Please return every line of the listing. Keep each one exact.

Dataset extract »
::::::::::
PR #5923, opened 2026-07-09
Support session creation from secure WebSocket (wss) connections in Glacier2 and IceGrid

### LINKED ISSUE #5860: [Audit-Medium] Glacier2 createSessionFromSecureConnection rejects secure-WebSocket (wss) clients as "not ssl connection"
### Summary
::::::::::
Answer area »
PR #5923, opened 2026-07-09
Support session creation from secure WebSocket (wss) connections in Glacier2 and IceGrid

### LINKED ISSUE #5860: [Audit-Medium] Glacier2 createSessionFromSecureConnection rejects secure-WebSocket (wss) clients as "not ssl connection"
### Summary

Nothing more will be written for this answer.